ASSIGNMENT - The lines from the start of the data up to and including the one with "same lane, same stride), accumulates" should be returned exactly, and nothing else.

[Opening TASK DATA section]

PR #880, opened 2026-08-19
perf(dspark): row-batched NVFP4 GEMV for the speculative verify — one weight stream for N rows

tryeverything24:
## Summary

Every quantized weight type the speculative verify projects through has a rows kernel — one weight
stream serving all N verify rows (`launch_mmvq_rows`, used for Q4_K/Q6_K/Q8_0). NVFP4 did not, so
`dflash_verify_short_run` fell back to N separate one-row launches:

```c
if (type == kernels::SI_QTYPE_NVFP4) {
    for (int r = 0; r < N; ++r)
        kernels::launch_gemv_nvfp4(in + r*k, w, out + r*no, no, k, st);
```

On the ModelOpt checkpoint that is not a corner case: **every** GDN and attention projection is
NVFP4, so the batched verify re-read each of those matrices once per row. `nsys` at ctx=4096 with
the batched path engaged shows `gemv_nvfp4_sk_kernel` at **31,668 launches** (≈621 per step,
~35% of the step) against ~4,900 for the FFN kernels that *are* row-batched — the shape of a
missing kernel rather than a slow one.

This adds `launch_gemv_nvfp4_rows`: R rows against one weight stream, R ∈ {2,4,6}, with the row
loop kept as the fallback for widths it does not cover.

**Bit-identical per row, by construction** — the same property `launch_mmvq_q4k_rows` documents for
its own type. Row r walks exactly the group sequence the one-row kernel walks for it (same split,
same lane, same stride), accumulates into its own float, and folds its splits in the same ascending
order; only the weight and scale loads are shared. That matters here specifically, because the
comment on the row loop above says why it existed: N one-row calls are bit-identical to N AR steps,
which is what keeps the speculative path lossless *by construction*. This preserves that.

## Proof of speedup

Measured where the code path runs — the batched verify, forced on
(`SPARKINFER_DFLASH_COMPACT_VERIFY=1`) so the kernel is exercised every step — at ctx=4096 and
production split counts:

| | decode tok/s |
|---|--:|
| before (main) | 36.50 |
| after (this PR) | 39.28 |

**+7.6% on the batched-verify path.** Interleaved round-robin, one binary each:

```text
round 1: main=36.5464 | rows [DSPARK_TPS=39.3022 MEAN_ACCEPT=1.2308 LOSSLESS=1]
round 2: main=36.4801 | rows [DSPARK_TPS=39.2662 MEAN_ACCEPT=1.2308 LOSSLESS=1]
round 3: main=36.5037 | rows [DSPARK_TPS=39.2751 MEAN_ACCEPT=1.2308 LOSSLESS=1]
```

Read that number for exactly what it is: it is the gain **when the batched verify runs**. The
arming heuristic keeps that path off for most of a ctx=4096 stream at this model's acceptance, so
the headline `dspark-decode@4k` figure moves much less than this — I am not claiming otherwise.
What this removes is a structural asymmetry (one quant type paying N× the weight traffic its peers
pay), which is worth having on its own and worth more as the verify path gets cheaper to arm.

## Correctness

`LOSSLESS 1` on every run, with `MEAN_ACCEPT` identical to main's (1.2308 on the forced-batched
config) — the proposals and verdicts are unchanged, which is what bit-identical per row predicts.

### DIFF
--- a/kernels/csrc/cuda/gemm/gemv.cu
+++ b/kernels/csrc/cuda/gemm/gemv.cu
@@ -622,6 +622,76 @@ template __global__ void gemv_nvfp4_sk_kernel<__nv_bfloat16, 4>(const __nv_bfloa
 template __global__ void gemv_nvfp4_sk_kernel<__nv_bfloat16, 8>(const __nv_bfloat16*, const void*, __nv_bfloat16*, int, int);
 #endif
 
+// Row-batched form of gemv_nvfp4_sk_kernel: R activation rows against ONE weight stream.
+//
+// The speculative verify projects R rows through the same weight matrix. For every quantized type
+// that has a rows kernel (launch_mmvq_rows) it streams the weights once for all R; NVFP4 had no
+// such kernel, so the verify fell back to R separate one-row launches and re-read the whole
+// matrix R times. On the ModelOpt checkpoint every GDN and attention projection is NVFP4, so that
+// is the batched verify's dominant cost and a reason it stays more expensive per emitted token
+// than the token loop it is meant to replace.
+//
+// Bit-identical per row, by construction and for the same reason launch_mmvq_q4k_rows is: row r
+// walks exactly the group sequence the one-row kernel walks for it (same split, same lane, same
+// stride), accumulates into its own float, and folds its splits in the same ascending order. Only
+// the weight and scale loads are shared between rows -- the arithmetic per row is untouched, which
+// is what keeps the speculative path lossless by construction rather than by measurement.
+template <typename OutT, int S, int R>
+__global__ void gemv_nvfp4_rows_sk_kernel(const __nv_bfloat16* __restrict__ x,
+                                          const void* __restrict__ packed,
+                                          OutT* __restrict__ y, int N, int K) {
+    constexpr int RPB = GEMV_WPB / S;
+    __shared__ float s_part[RPB][S][R];
+    const int warp = threadIdx.x >> 5, lane = threadIdx.x & 31;
+    const int row_local = warp / S, split = warp % S;
+    const int n = blockIdx.x * RPB + row_local;
+    float acc[R];
+    #pragma unroll
+    for (int r = 0; r < R; r++) acc[r] = 0.f;
+    if (n < N) {
+        const float inv_g = 1.f / *reinterpret_cast<const float*>(packed);
+        const unsigned char* sf = reinterpret_cast<const unsigned char*>(packed) + SI_NVFP4_HDR;
+        const unsigned char* w = sf + (size_t)N * (size_t)(K >> 4);
+        const unsigned char* srow = sf + (size_t)n * (size_t)(K >> 4);
+        const unsigned char* prow = w + (size_t)n * (size_t)(K >> 1);
+        const int ng = K >> 4;
+        for (int g = split * 32 + lane; g < ng; g += S * 32) {
+            const unsigned char sc = srow[g];
+            #pragma unroll
+            for (int r = 0; r < R; r++)
+                acc[r] += si_nvfp4_group_dot(prow + (size_t)g * 8, sc, inv_g,
+                                             x + (size_t)r * K + (size_t)g * 16);
+        }
+        #pragma unroll
+        for (int r = 0; r < R; r++) {
+            #pragma unroll
+            for (int m = 16; m > 0; m >>= 1) acc[r] += __shfl_xor_sync(0xffffffff, acc[r], m);
+        }
+        if (lane == 0) {
+            #pragma unroll
+            for (int r = 0; r < R; r++) s_part[row_local][split][r] = acc[r];
+        }
+    }
+    __syncthreads();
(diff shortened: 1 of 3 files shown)


skyrocket2026:

| metric | value |
|---|---|
| **PR DSpark tok/s** | **75.12** |
| **main DSpark tok/s** | **74.03** |
| **speedup vs main** | **1.015×** (+1.4%) |
| PR AR tok/s (floor) | 90.12 |
| main AR tok/s (floor) | 90.21 |
| **DSpark vs AR** | **0.834×** — above 1.0 means speculation finally pays |
| mean accept τ floor | ✅ 1.0847 vs main 1.0847 (bar ≥95%) |
| qwen3.8 (ModelOpt) guard @16k | ✅ no regression (decode+prefill) — decode 89.1 tok/s · prefill 13462 pp |
| qwen3.6 guard @16k | ✅ no regression (decode+prefill) — decode 474.3 tok/s · prefill 28360 pp |
| commit | `d5fcb8092` |

skyrocket2026:

This PR's Qwen3.8-27B prefill@16k speed measured **1.4%** vs main, with no verified prefill@16k improvement (the only scored dimension) — closing automatically. This bot evaluates every eligible PR in the repo against Qwen3.8-27B's decode AND prefill@128 speed specifically, regardless of what the PR is actually about — a close here isn't a judgment on the PR's purpose, just that it didn't move these particular metrics. Reopen (or open a fresh PR) if you have a fix or a different approach.

skyrocket2026:
**Reopened — this was closed for a `none` score that was measured correctly and meant the opposite of what we concluded.**

Your diagnosis is right, and it turns out to be the single largest lever in the DSpark path. We arrived at the same row loop independently today, from the other direction, before realising you had already fixed it.

**Why it scored +1.4%.** When your PR ran, `dflash_draft.cpp` was gating the Markov head behind `kMarkovDeepMinSeq = 12288`, so the head was off at every context we score. Without its sequential head the draft degenerates — it proposes one high-frequency token repeatedly — and acceptance sat at τ ≈ 1.076. At that acceptance the batched verify essentially never arms, so a change that makes the batched verify ~3× cheaper has almost nothing to act on. The eval measured your PR honestly and the number was real; it just measured a fix for a path that a *different* bug had switched off.

**What the row loop actually costs.** Your `nsys` figure (31,668 `gemv_nvfp4_sk_kernel` launches) is the whole story. The comment defending the loop in `dflash_verify_short_run` argues it keeps the verify "lossless by construction" at the cost of "a saving on the GDN projections, which are a small share of the layer." That reasoning inverts on this checkpoint: the ModelOpt export quantizes **all** Linears to NVFP4, so every attention and FFN projection takes the loop, and the verify re-reads every weight matrix once per row. Measured elsewhere, the batched verify costs **3.2 target forwards** (37.5 ms vs 11.6 ms) when it should cost ~1.1 — decode is weight-bandwidth bound, so verifying 7 rows ought to read the same weights as verifying 1.

**Why it matters now.** Speculative speedup is `tau / verify_cost_in_forwards`. Two bugs found today move both terms:

- the Markov gate (fixed): τ 1.0756 → 1.3763
- the intra-block attention mask, which was driven off the `layer_types: full_attention` flag — a *sequence*-attention property being used to decide the *block* mask (fixed): τ → 1.5610
- your change: verify cost 3.2 → ~1.2 forwards

At today's τ = 1.561 that is already `1.561 / 1.2 ≈ 1.3×` over AR — the first time speculation would pay at all on this model. With the remaining acceptance gap closed it is the difference between 55 tok/s and roughly 220.

**What happens next.** We are landing this on `fix/dspark-markov-head` together with the two draft fixes, because none of the three can be evaluated alone: the verify optimisation needs acceptance to exist before it arms, and the acceptance fixes cost throughput until the verify can convert them. Measured individually against the current scoring dimension, each one looks like noise or a regression. That is a flaw in how we were scoring, not in the changes.

Two notes for the re-land:

1. The losslessness argument in that comment deserves an explicit answer rather than a silent change. Per-row calls are bit-identical to N AR steps *by construction*; a batched kernel makes losslessness a *measured* property. That is acceptable now — the harness verifies exact token equality across repeated runs (`SPARKINFER_DSPARK_SPEC_REPS`) — but the rows kernel should preserve per-row accumulation order so the change is amortising the weight read, not reassociating the reduction. If your kernel already does that, say so and we will note it; if not, that is the one thing to check before this ships.
2. The arming thresholds (`kEngageMinSeq`, `kBlockScore`, the idle-draft logic from #869) were all tuned when the verify cost 3.2 forwards and τ was 1.08. Every one of them is now wrong and will need re-deriving after this lands.

Apologies for the auto-close. The gate did what it was told; what it was told was based on a broken measurement.

skyrocket2026:
## Closed: stale — no commits in 1.0 days

This PR has had no new commits in over 1 days — closing automatically to keep the Qwen3.8-27B eval queue clean. Reopen (or push a new commit / open a fresh PR) whenever you're ready to continue; it'll be picked back up on the next eval cycle.

PR #882, opened 2026-08-19
perf(dspark): row-batched dense gate/up for the speculative verify — the FFN read once, not once per row

rsnetworkinginc:
## Summary

`gate_up_mmvq2_qwen_kernel` is launched with `grid = num_tokens * ffn` — one CTA per (token, ffn
row), each loading the gate and up rows it needs itself. At `num_tokens == 1` that is exactly
right. At the speculative verify's `num_tokens == N` it walks the whole FFN N times, and the FFN
is the largest weight in the model, so the verify pays N× the DRAM traffic for a pass whose
weights do not depend on the token at all. Decode on this card already runs at ~85% of peak
bandwidth, so that traffic *is* the cost.

`nsys` on the 2-row verify at ctx=4096 (production split counts) puts `gate_up_mmvq2_qwen_kernel`
at **12.6 ms/step**, the largest single term in the pass.

This adds a row-batched arm for the dense Qwen3.8 shape (`H=5120, F=17408, top_k=1`, N ∈ 2..4):
one CTA per ffn row with the tokens folded inside, so each weight super-block is touched once per
CTA instead of once per token.

**Bit-identical per row.** Token t walks the same `kbx`/`kqs` sequence the per-token kernel walks
for it, through the same four-warp shared reduce and the same `silu(tg)*tu` tail, so every row
produces the bits the per-token kernel produced. The verify's losslessness argument — N one-row
calls are bit-identical to N AR steps — is unchanged.

One implementation note worth recording, because the obvious version is a trap: copying the
144-byte `si_block_q4_K` super-block into registers to "share" it between tokens spills to local
memory and measured **3.2× slower** than the kernel it replaces. The reuse that pays is the CTA
touching the same global addresses microseconds apart, so they are served from L1/L2 — the weight
block stays in global and is read through the same `__ldg` path as before.

## Proof of speedup

Measured where the code path runs — the batched verify, forced on
(`SPARKINFER_DFLASH_COMPACT_VERIFY=1`) with a 2-row block (`SPARKINFER_DFLASH_PROPOSALS=1`), at
ctx=4096 and production split counts:

| | decode tok/s |
|---|--:|
| before (main) | 62.23 |
| after (this PR) | 68.27 |

**+9.7% on the batched-verify path.** Interleaved round-robin, one binary each:

```text
round 1: main=62.1195  pr=68.2900  (lossless)
round 2: main=62.3342  pr=68.2456  (lossless)
```

As with the NVFP4 rows kernel, read that for what it is: it is the gain **when the batched verify
runs**. The arming heuristic keeps that path off for most of a ctx=4096 stream at this model's
acceptance, so the headline `dspark-decode@4k` figure moves much less — I am not claiming
otherwise. What it removes is the reason the batched verify is expensive per emitted token in the
first place: a 2-row verify currently costs ~1.66× a single forward when the weights it reads are
identical, and that ratio is what decides whether speculation can ever pay on this model.

## Correctness

`LOSSLESS 1` on every run, `MEAN_ACCEPT` unchanged (1.2308 on this config) — the proposals and
verdicts are identical, which is what bit-identical per row predicts. `SPARKINFER_GU_ROWS=0`
restores the per-token kernel, so both arms come out of one binary.

### DIFF
--- a/kernels/csrc/cuda/moe/expert_ffn_q4k.cu
+++ b/kernels/csrc/cuda/moe/expert_ffn_q4k.cu
@@ -837,6 +837,75 @@ __global__ void gate_up_mmvq2_qwen_kernel(
     if (pdl) si_pdl_lc();
 }
 
+// Row-batched dense gate/up: T token rows against ONE weight stream.
+//
+// gate_up_mmvq2_qwen_kernel is launched with grid = num_tokens * F, i.e. one CTA per (token,
+// ffn row), and every CTA loads the gate and up rows it needs itself. At num_tokens == 1 that is
+// exactly right. At the speculative verify's num_tokens == N it reads the whole FFN N times, and
+// the FFN is the largest weight in the model -- so the verify pays N x the DRAM traffic for a
+// pass whose weights do not depend on the token at all. Decode here runs at ~85% of this card's
+// bandwidth, so that traffic is the cost.
+//
+// One CTA per ffn row, T tokens folded inside: the weight super-blocks are read once and each
+// token's activation blocks are dotted against them in the SAME order the one-token kernel uses
+// (same lane -> kbx/kqs mapping, same four-warp shared reduce, same silu(tg)*tu tail). Every row
+// therefore produces the bits the per-token kernel produced for it -- the verify's losslessness
+// argument (N one-row calls are bit-identical to N AR steps) survives unchanged.
+template <int H, int F, int TOPK, int T>
+__global__ void gate_up_mmvq2_qwen_rows_kernel(
+    const si_block_q8_1* __restrict__ vy, const unsigned char* __restrict__ gate_q,
+    const unsigned char* __restrict__ up_q, const int* __restrict__ expert_ids,
+    float* __restrict__ h_scratch, int pdl
+) {
+    constexpr int NW = 4, WS = 32;
+    const int f = blockIdx.x;                    // ffn row, shared by every token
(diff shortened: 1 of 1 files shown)


skyrocket2026:

| metric | value |
|---|---|
| **PR DSpark tok/s** | **76.86** |
| **main DSpark tok/s** | **74.82** |
| **speedup vs main** | **1.027×** (+2.7%) |
| PR AR tok/s (floor) | 90.22 |
| main AR tok/s (floor) | 90.23 |
| **DSpark vs AR** | **0.852×** — above 1.0 means speculation finally pays |
| mean accept τ | 1.076 (main 1.076, ceiling 7) |
| mean accept τ floor | ✅ 1.0756 vs main 1.0756 (bar ≥95%) |
| qwen3.8 (ModelOpt) guard @16k | ✅ no regression (decode+prefill) — decode 89.0 tok/s · prefill 12703 pp |
| qwen3.6 guard @16k | ✅ no regression (decode+prefill) — decode 472.3 tok/s · prefill 28362 pp |
| commit | `6d5572ceb` |

ok

skyrocket2026:
## Closed: stale — no commits in 1.0 days

This PR has had no new commits in over 1 days — closing automatically to keep the Qwen3.8-27B eval queue clean. Reopen (or push a new commit / open a fresh PR) whenever you're ready to continue; it'll be picked back up on the next eval cycle.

[Closing TASK DATA section]

RESULT FOR THIS EXERCISE -
PR #880, opened 2026-08-19
perf(dspark): row-batched NVFP4 GEMV for the speculative verify — one weight stream for N rows

tryeverything24:
## Summary

Every quantized weight type the speculative verify projects through has a rows kernel — one weight
stream serving all N verify rows (`launch_mmvq_rows`, used for Q4_K/Q6_K/Q8_0). NVFP4 did not, so
`dflash_verify_short_run` fell back to N separate one-row launches:

```c
if (type == kernels::SI_QTYPE_NVFP4) {
    for (int r = 0; r < N; ++r)
        kernels::launch_gemv_nvfp4(in + r*k, w, out + r*no, no, k, st);
```

On the ModelOpt checkpoint that is not a corner case: **every** GDN and attention projection is
NVFP4, so the batched verify re-read each of those matrices once per row. `nsys` at ctx=4096 with
the batched path engaged shows `gemv_nvfp4_sk_kernel` at **31,668 launches** (≈621 per step,
~35% of the step) against ~4,900 for the FFN kernels that *are* row-batched — the shape of a
missing kernel rather than a slow one.

This adds `launch_gemv_nvfp4_rows`: R rows against one weight stream, R ∈ {2,4,6}, with the row
loop kept as the fallback for widths it does not cover.

**Bit-identical per row, by construction** — the same property `launch_mmvq_q4k_rows` documents for
its own type. Row r walks exactly the group sequence the one-row kernel walks for it (same split,
same lane, same stride), accumulates into its own float, and folds its splits in the same ascending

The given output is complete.